I am holding the hair that's coming from the end of his tail. The very tip of his tail is touching my thumb in those pics, but I'm not actually holding the tip of his tail, just the hair coming off it (there's nearly an inch of hair coming off the end of his tail) It's not a massively long natural tail, but it's still a lot longer than it appears! heh.


----------



## SnorPuddel (Jul 8, 2010)

Whoa, that is very odd. He curls his tail like a Basenji. Baldr has a 13 inch tail, but he does not curl it like that.


----------



## Cameo (Feb 5, 2010)

now THAT is corrective grooming!!! WTG 

Have one that I do that is a bit curly-tailed and I scissor it sorta rounded like that. Client said, "no one has ever gotten it to look like a poodle tail" :biggrin:


----------



## Fluffyspoos (Aug 11, 2009)

LOL OMG! That's hilarious! I was looking at the first pic all... that's not a natural tail, FD, you crazy. Then I looked at the rest.. well, wow! Someone has one heck of a curled tail! That's some amazing grooming you worked there!


----------



## neVar (Dec 25, 2009)

i was doing the same as fluffy going WAH? that's not a natural tail-... what is she thinking. 

That's insane!


----------



## whitepoodles (Jul 5, 2010)

BALDR's tail was never docked. This was the first litter I produced which none of hte tails was docked. I found that none of the tails except for one puppy when theymatured went "gay" or what the breed standard labels as "Snap tail" It is rare that an undocked tail does not eventually go into curl position, however it is possible. I will try to post a photo of a puppy I bred whose tail was not docked and it remained the same 90degree to the back and at 12 o'clock. so it is possible. It all depends on the tails in the pedigree and what each dog's tail structure is like, gay or correct.


----------



## whitepoodles (Jul 5, 2010)

This is the puppy being graded at 8 weeks old whose tail was never docked and to date he holds it straight 90 degrees to his back and at 12 o'clock.. so it is possible to have an undocked tail not curled over the dog's back but rare.


----------



## apoodleaday (Feb 22, 2010)

FD, when I saw the first picture I was waiting for the punch line. Totally amazed when you uncurled it. Nice corrective grooming


----------



## passion4poodles (Apr 11, 2009)

Ok, NOW I get it LOL! I did not know the tail was curling up on itself like a little piglets! :wacko: I have never heard of "snap tail" I am so glad there are people on here that have YEARS of experience to add!


----------



## Cameo (Feb 5, 2010)

whitepoodles, that is one nice pup  I love long tails on poodles (undocked or docked long) He's a real looker! How old is he now?


----------



## SnorPuddel (Jul 8, 2010)

whitepoodles said:


> This is the puppy being graded at 8 weeks old whose tail was never docked and to date he holds it straight 90 degrees to his back and at 12 o'clock.. so it is possible to have an undocked tail not curled over the dog's back but rare.


Fab !!!
You know me Ora, I love a nice long natural tail, you spoiled me with Baldr, and not just with his tail. Your girl Anessa is the best mom ever


----------



## whitepoodles (Jul 5, 2010)

The breed standard forever labelled a tail which curls and lies close to the topline of the dog as a "GAY" tail.
It has only been in recent years that our Poodle Club of Canada revamped some nomenclatures in the breed standard and decided to call the gay tail SNAP tail.. from what I recall.
This is considered a fault, but so many poodles have gay tails and still win.
I myself have had some with gay tails and others with nice 12 o'clock tails.. but most poodles you see in the ring today have their tails at 10 to 11 o'clock. I would rather have a bit of a gay tail then one set lower at 1 or 2 o'clock. A tail that is really curly and rounds itself like a basenji is rare to see, at least not in the conformation ring. I see some of the poodles in Europe (where tail docking is banned) in the ring with some of these very snappy tails.

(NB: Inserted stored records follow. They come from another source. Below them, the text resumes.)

PR #11, opened 2016-06-17
Thellimist/merged

thellimist:


src/Wordpress/DataStore.php
```diff
@@ -9,6 +9,7 @@ class DataStore implements DataStoreInterface
 {
     const API_KEY = 'cloudflare_api_key';
     const EMAIL = 'cloudflare_api_email';
+    const IP_REWRITE = 'cloudflare_ip_rewrite';
```
jwineman: We don't want to add a new const every time we add a setting so lets do this instead.
```
const CLOUDFLARE_SETTING_PREFIX = "cloudflare_";
const IP_REWRITE = "ip_rewrite";
```

src/Wordpress/DataStore.php
```diff
@@ -70,4 +71,26 @@ public function getCloudFlareEmail()
...
     }
+
+    /**
+     * @return (bool)
+     */
+    public function getIpRewrite()
+    {
+        return get_option(self::IP_REWRITE);
+    }
+
```
jwineman: Then this can become 
```
public getPluginSetting($settingId) {
    return get_option(self::CLOUDFLARE_SETTING_PREFIX + $settingId);
}
```

src/Wordpress/DataStore.php
```diff
@@ -70,4 +71,26 @@ public function getCloudFlareEmail()
...
+    /**
+     * @param $value
+     *
+     * @return bool
+     */
+    public function setIpRewrite($value)
+    {
+        // Clear option with temp value
+        update_option(self::IP_REWRITE, 'cleared');
```
jwineman: Why are you "clearing" the value here?

src/Wordpress/PluginActions.php
```diff
@@ -52,4 +52,65 @@ public function loginWordPress()
...
+
+    /**
+     * GET /plugin/:zonedId/settings.
+     *
+     * @return mixed
+     */
+    public function getPluginSettings()
+    {
+        // Always return true
+        $value = true;//$this->dataStore->getIpRewrite();
```
jwineman: Why does this always return `true`?  Shouldn't we always be returning `$this->dataStore->getIpRewrite();`

src/Wordpress/PluginActions.php
```diff
@@ -52,4 +52,65 @@ public function loginWordPress()
...
+                'value' => $value,
+                'editable' => true,
+                'modified_on' => '',
+                ),
+            )
+        );
+
+        $response['errors'] = []; // TODO: This doesn't seem a nice way
+        $response['messages'] = [];
+
```
jwineman: Correct - this isn't the ideal way.  Lets add these fields as part of `createAPISuccessResponse()` since every response will need empty arrays for errors and messages.

src/Wordpress/PluginActions.php
```diff
@@ -52,4 +52,65 @@ public function loginWordPress()
...
+        $value = true;//$this->dataStore->getIpRewrite();
+
+        $response = $this->api->createAPISuccessResponse(
+            array(
+                array(
+                'id' => 'ip_rewrite',
+                'value' => $value,
+                'editable' => true,
+                'modified_on' => '',
+                ),
```
jwineman: Since every individual setting will have the same structure (id, value, editable, modified on) lets create a method that takes in those four parameters as arguments and returns that array as the response.  Default editable to true if its not passed in and default modified on to empty string if its not passed in.  This will make adding new settings easy in the future.

src/Wordpress/DataStore.php
thellimist: This was a small hack. If there is a chance of setting the same value, `update_option` will return `false` which will return `createAPIError` in the API response. 

I removed this code.

Since the API call is toggle(for now) I believe no such thing will happen. If there is a possibility of setting the value intentional to the same value, the current code (not this one) will return `false`.

src/Wordpress/DataStore.php
```diff
@@ -70,4 +73,46 @@ public function getCloudFlareEmail()
...
+     */
+    public function getPluginSettings($api)
+    {
+        $ip_rewrite_value = get_option(self::CLOUDFLARE_SETTING_PREFIX + self::IP_REWRITE);
+        $protocol_rewrite_value = get_option(self::CLOUDFLARE_SETTING_PREFIX + self::PROTOCOL_REWRITE);
+
+        $settings = [];
+        array_push($settings, $api->createPluginResult(self::IP_REWRITE, $ip_rewrite_value, true, ''));
+        array_push($settings, $api->createPluginResult(self::PROTOCOL_REWRITE, $protocol_rewrite_value, true, ''));
+
```
jwineman: Yes!  This is exactly what I was thinking - nice job.  Very clean, easily extendible in the future.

Snorpoo, Baldr's tail is correct inspite of not docked.. he holds it at 12 oclock . His bro has it curled.. LOL so you see two pups in the same litter one has a beautiful set on tail and another curled tail.. Anessa is here at my feet hearing you talk so nicely about her and her son Baldr... 

Cameo.... thanks for the nice comments on this puppy. He always held his tail straight up .. He is 3 yrs. old.

I dock most of my tails long . Onyx also has a longish tail but holds it at 12 o'clock. He is the one who finished in 2 days. Some judges detest long tails and no matter the quality of the dog they will always deny them a ribbon if their tail is docked too long or undocked. My handler feels I docked Onyx's tail too long, so be it.


----------



## apoodleaday (Feb 22, 2010)

whitepoodles said:


> This is the puppy being graded at 8 weeks old whose tail was never docked and to date he holds it straight 90 degrees to his back and at 12 o'clock.. so it is possible to have an undocked tail not curled over the dog's back but rare.


That is awesome! Its so cute he holds it so straight!!


----------



## whitepoodles (Jul 5, 2010)

Quick que. Apoodlelady: Did you get my reply message ? I responded but saw no reply to it . Pls let me know. I am still a computer DUH DUH..


----------



## Sami (Feb 9, 2010)

Prince has a docked tail but are other 2 toys have natural and the boy holds his kinda straight out and has a curve to it and are girl curls hers up over her back.


----------